**Directions for this task**
Output all entries verbatim.

(Stored data)
PR #885, opened 2022-12-21
Pr np check the application page

notapatch:
### Description of change
check-all-others

pr-check-check-list

- AC1 - Change "Manage document" from link to secondary CTA
- AC2 - On document accordion: If a reference has been added by the officer, use the "Document reference" instead the "Document name"
- AC3 - On Check supplied document list: If a reference has been added by the officer, use the "Document reference" instead the "Document name"
- AC4 - Document accordion: interline indented to the content

### Story Link

https://trello.com/c/VzSVWVoY/1270-check-the-application-page-check-list-changes

### DIFF
--- a/app/helpers/document_helper.rb
+++ b/app/helpers/document_helper.rb
@@ -24,4 +24,12 @@ module DocumentHelper
   def document_name_and_reference(document)
     "#{document.name}#{document.numbers? ? " - #{document.numbers}" : ''}"
   end
+
+  def titled_reference_or_file_name(document)
+    document.numbers? ? "Reference: #{document.numbers}" : "File name: #{document.name}"
+  end
+
+  def reference_or_file_name(document)
+    document.numbers.presence || document.name
+  end
 end
--- a/app/presenters/concerns/validation_tasks/documents_presenter.rb
+++ b/app/presenters/concerns/validation_tasks/documents_presenter.rb
@@ -4,6 +4,7 @@ module ValidationTasks
   extend ActiveSupport::Concern
 
   class DocumentsPresenter < PlanningApplicationPresenter
+    include DocumentHelper
     attr_reader :document
 
     def initialize(template, planning_application, document)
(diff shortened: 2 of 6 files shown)


app/presenters/concerns/validation_tasks/documents_presenter.rb
```diff
@@ -4,6 +4,7 @@ module ValidationTasks
   extend ActiveSupport::Concern
 
   class DocumentsPresenter < PlanningApplicationPresenter
```
allbecauseyoutoldmeso, line 6: I've removed this class in [this change](https://github.com/unboxed/bops/pull/880/files#diff-342eeb61b06bda5c910d2bd51dcd8cf85fec5ef02a340f3a2a3404029892c9d9)!

I think easiest if you merge this first, and then I'll do a careful rebase ☺️

app/helpers/document_helper.rb
```diff
@@ -24,4 +24,12 @@ def created_by(document)
...
     "#{document.name}#{document.numbers? ? " - #{document.numbers}" : ''}"
   end
+
+  def titled_reference_or_file_name(document)
+    document.numbers? ? "Reference: #{document.numbers}" : "File name: #{document.name}"
+  end
+
+  def reference_or_file_name(document)
+    document.numbers.presence || document.name
+  end
```
allbecauseyoutoldmeso, line 34: I guess we currently have to use helper methods given that the logic is needed in both the views and the dreaded `PlanningApplicationPresenter`.

allbecauseyoutoldmeso (approved):
Very nice!

app/helpers/document_helper.rb
notapatch: I did a Component treatment which you've seen - I think comment was overkill.
I didn't want to just add it without tests or rather I would have had to have tested both cases with a system test which is slow and confusing.
I'm definitely open to ideas or it just becomes 2023 issue.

**Response to this task**
PR #885, opened 2022-12-21
Pr np check the application page

notapatch:
### Description of change
check-all-others

pr-check-check-list

- AC1 - Change "Manage document" from link to secondary CTA
- AC2 - On document accordion: If a reference has been added by the officer, use the "Document reference" instead the "Document name"
- AC3 - On Check supplied document list: If a reference has been added by the officer, use the "Document reference" instead the "Document name"
- AC4 - Document accordion: interline indented to the content

### Story Link

https://trello.com/c/VzSVWVoY/1270-check-the-application-page-check-list-changes

### DIFF
--- a/app/helpers/document_helper.rb
+++ b/app/helpers/document_helper.rb
@@ -24,4 +24,12 @@ module DocumentHelper
   def document_name_and_reference(document)
     "#{document.name}#{document.numbers? ? " - #{document.numbers}" : ''}"
   end
+
+  def titled_reference_or_file_name(document)
+    document.numbers? ? "Reference: #{document.numbers}" : "File name: #{document.name}"
+  end
+
+  def reference_or_file_name(document)
+    document.numbers.presence || document.name
+  end
 end
--- a/app/presenters/concerns/validation_tasks/documents_presenter.rb
+++ b/app/presenters/concerns/validation_tasks/documents_presenter.rb
@@ -4,6 +4,7 @@ module ValidationTasks
   extend ActiveSupport::Concern
 
   class DocumentsPresenter < PlanningApplicationPresenter
+    include DocumentHelper
     attr_reader :document
 
     def initialize(template, planning_application, document)
(diff shortened: 2 of 6 files shown)


app/presenters/concerns/validation_tasks/documents_presenter.rb
```diff
@@ -4,6 +4,7 @@ module ValidationTasks
   extend ActiveSupport::Concern
 
   class DocumentsPresenter < PlanningApplicationPresenter
```
allbecauseyoutoldmeso, line 6: I've removed this class in [this change](https://github.com/unboxed/bops/pull/880/files#diff-342eeb61b06bda5c910d2bd51dcd8cf85fec5ef02a340f3a2a3404029892c9d9)!

I think easiest if you merge this first, and then I'll do a careful rebase ☺️

app/helpers/document_helper.rb
```diff
@@ -24,4 +24,12 @@ def created_by(document)
...
     "#{document.name}#{document.numbers? ? " - #{document.numbers}" : ''}"
   end
+
+  def titled_reference_or_file_name(document)
+    document.numbers? ? "Reference: #{document.numbers}" : "File name: #{document.name}"
+  end
+
+  def reference_or_file_name(document)
+    document.numbers.presence || document.name
+  end
```
allbecauseyoutoldmeso, line 34: I guess we currently have to use helper methods given that the logic is needed in both the views and the dreaded `PlanningApplicationPresenter`.

allbecauseyoutoldmeso (approved):
Very nice!

app/helpers/document_helper.rb
notapatch: I did a Component treatment which you've seen - I think comment was overkill.
I didn't want to just add it without tests or rather I would have had to have tested both cases with a system test which is slow and confusing.
I'm definitely open to ideas or it just becomes 2023 issue.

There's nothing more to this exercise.